- **Information supplied**
PR #2115, opened 2022-06-27
fix(warehouse): support skipping escaping of reserved keywords

Jayachand:
# Description

- added skipping reserved keywords escaping for warehouse destinations
- reserved words must be enclosed in ("") or (``) to get it recognised as identifiers

## Notion Ticket

https://www.notion.so/rudderstacks/Fix-reserved-keywords-escaping-issue-ea609956e89a400d9aeeb4ced5bc334a

## Security

- [x] The code changed/added as part of this pull request won't create any security issues with how the software is being used.

PR #2291, opened 2022-08-12
chore(warehouse): adding support for random schema generation during Warehouse Integration Tests

achettyiitr:
# Description

Currently, during the Warehouse Integration Test, we are using the fixed schema. Issues are:

- Bloating of tables present in the fixed schema.
- Any changes in these schemas like in the case of https://github.com/rudderlabs/rudder-server/pull/2115 PR will affect all other tests as well. 
- If multiple of these tests are running parallel for the same tables where Warehouse does not support it, it might fail like in the case of Redshift, Deltalake.
- We might not be able to check CreateSchema scenarios as well.
- We are using uudigen (6CBEC569-3BE4-4620-AFA6-F0F209EE6A75).

## Notion Ticket

https://www.notion.so/rudderstacks/Use-Isolated-Schema-for-Warehouse-Integration-Tests-a99eec696aee4f2dabc8d37a9fd72428

## Security


Jayachand (approved):
LGTM

abhimanyubabbar (approved):
This looks good to me 👍🏼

- **Task to carry out**
Every record must be transcribed precisely, down to the last character.

- **Task answer**
PR #2115, opened 2022-06-27
fix(warehouse): support skipping escaping of reserved keywords

Jayachand:
# Description

- added skipping reserved keywords escaping for warehouse destinations
- reserved words must be enclosed in ("") or (``) to get it recognised as identifiers

## Notion Ticket

https://www.notion.so/rudderstacks/Fix-reserved-keywords-escaping-issue-ea609956e89a400d9aeeb4ced5bc334a

## Security

- [x] The code changed/added as part of this pull request won't create any security issues with how the software is being used.

PR #2291, opened 2022-08-12
chore(warehouse): adding support for random schema generation during Warehouse Integration Tests

achettyiitr:
# Description

Currently, during the Warehouse Integration Test, we are using the fixed schema. Issues are:

- Bloating of tables present in the fixed schema.
- Any changes in these schemas like in the case of https://github.com/rudderlabs/rudder-server/pull/2115 PR will affect all other tests as well. 
- If multiple of these tests are running parallel for the same tables where Warehouse does not support it, it might fail like in the case of Redshift, Deltalake.
- We might not be able to check CreateSchema scenarios as well.
- We are using uudigen (6CBEC569-3BE4-4620-AFA6-F0F209EE6A75).

## Notion Ticket

https://www.notion.so/rudderstacks/Use-Isolated-Schema-for-Warehouse-Integration-Tests-a99eec696aee4f2dabc8d37a9fd72428

## Security


Jayachand (approved):
LGTM

abhimanyubabbar (approved):
This looks good to me 👍🏼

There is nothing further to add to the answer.